TASK DESCRIPTION - Every line below is to be quoted exactly, with nothing added or dropped.

SUPPLIED DATA -
-=-=-
PR #597, opened 2017-05-22
simple-linked-list: simplify example implementation [Fix #568]

### LINKED ISSUE #568: simple-linked-list: unnecessary generic method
-=-=-
RESPONSE -
PR #597, opened 2017-05-22
simple-linked-list: simplify example implementation [Fix #568]

### LINKED ISSUE #568: simple-linked-list: unnecessary generic method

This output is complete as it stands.